Nito(弟)の中段前蹴りを赤の選手が下がりながら下段払いで防いだところ。

 
@自分の間合いで真横からのカギ打ち   A恐らく赤の選手はこの攻撃は見えていない。


Bノーガードの状態でカギ打ちがヒット

 

次のシーンはNito(弟)が連打のため左ガードが下がったところを回し蹴のカウンターを決められたもの。
赤の選手は極めて接近した距離(正拳が触れる距離)から回し蹴を放っている。
しかも膝が先行した溜めの効いた回し蹴だ。これを見てもこの選手のレベルの高さが分かる。

 
@Nito(弟)の右上段突をかわしながら赤選手は右の回し蹴を放つ。
ANito(弟)ノーガードになった顔面に回し蹴をもらう。

 
Nito(弟)の膝蹴り攻撃。

 
@赤選手のジャブ気味の左を右上段内受でさばく。 A続けて赤選手の右上段を頭を振ってかわしながら右中段突きを放つ。

 
Bそのまま攻撃の手を緩めず、左からアッパーカット気味の上段突きを放つ。
C赤選手顔面への直撃を受けたまらず体勢を崩す。


Nito(弟)の投げ

 
@試合終了、お互いに礼。           B互いの健闘を称え合う。

試合はこうしてNito(弟)がポイントで優勢を取り勝利した。
赤の選手は突き、蹴りともバランスの取れた実力者であったがこうした現空研式の接近しての連打に慣れてなかったようであり、不覚をとったものと思われる。しかし、蹴りのタイミングはすばらしいものがあり、ポイントを取った上段の回し蹴りはあと少し腰が入っていればダウンにつながったかもしれない程きれいに決まっていた。
こうして見ると勝負は紙一重の差で明暗が分かれるものであることが分かる。
Nito(弟)は、もう一試合行ったがこれにも勝利し、今大会で唯一の最優秀選手賞をいただいた。

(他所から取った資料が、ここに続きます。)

PR #3431, opened 2022-06-08
Clarify working of EXT_texture_norm16, and expand tests.

### LINKED ISSUE #3417: Clarify EXT_texture_norm16
- The WebGL extension spec lists support for `UNSIGNED_SHORT` textures as FBO attachments as a WebGL-specific feature although this seems to be already included in the GLES extension.
- The WebGL extension spec lists only `texImage2D` and `texSubImage2D` as the extended entrypoints while the GLES extension explicitly includes also 3D, immutable, and renderbuffer functions. To avoid any ambiguity, the WebGL extension should either only link to the GLES extension or have the same explicit list. On top of that, the missing functions are not covered by the CTS.

kdashg:
Closes #3417.

In test:
* Forbid RGBA/RGBA/UNSIGNED_SHORT (and SHORT)
* Forbid renderability of RGB16.
* Add more/better debug info for what each subtest is testing.

### DIFF
--- a/sdk/tests/conformance2/extensions/ext-texture-norm16.html
+++ b/sdk/tests/conformance2/extensions/ext-texture-norm16.html
@@ -49,12 +49,13 @@ function generateFormatColor(format, value, alpha) {
   }
 }
 
-function testNorm16Texture(internalFormat, format, type) {
+function testNorm16Texture(internalFormat, format, type, error="NO_ERROR") {
+  debug(`\ntestNorm16Texture(${[].slice.call(arguments).join(", ")})`);
   let pixelValue;
   let expectedValue;
   let imageData;
 
-  switch(type) {
+  switch(gl[type]) {
     case gl.SHORT:
       pixelValue = 0x7fff;
       expectedValue = 0xff;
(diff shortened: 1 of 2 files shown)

今回での課題はもう少し脱力して緩急を付けた攻撃を行うこと、突きだけに頼らず蹴りとのバランスを考えることなどがある。
しかしまだ3級という浅い経験を考慮すると最上の出来といっても言い過ぎではあるまい。

これで慢心することなく、更に稽古に打ち込んでより上を目指してこれからもがんばってもらいたい。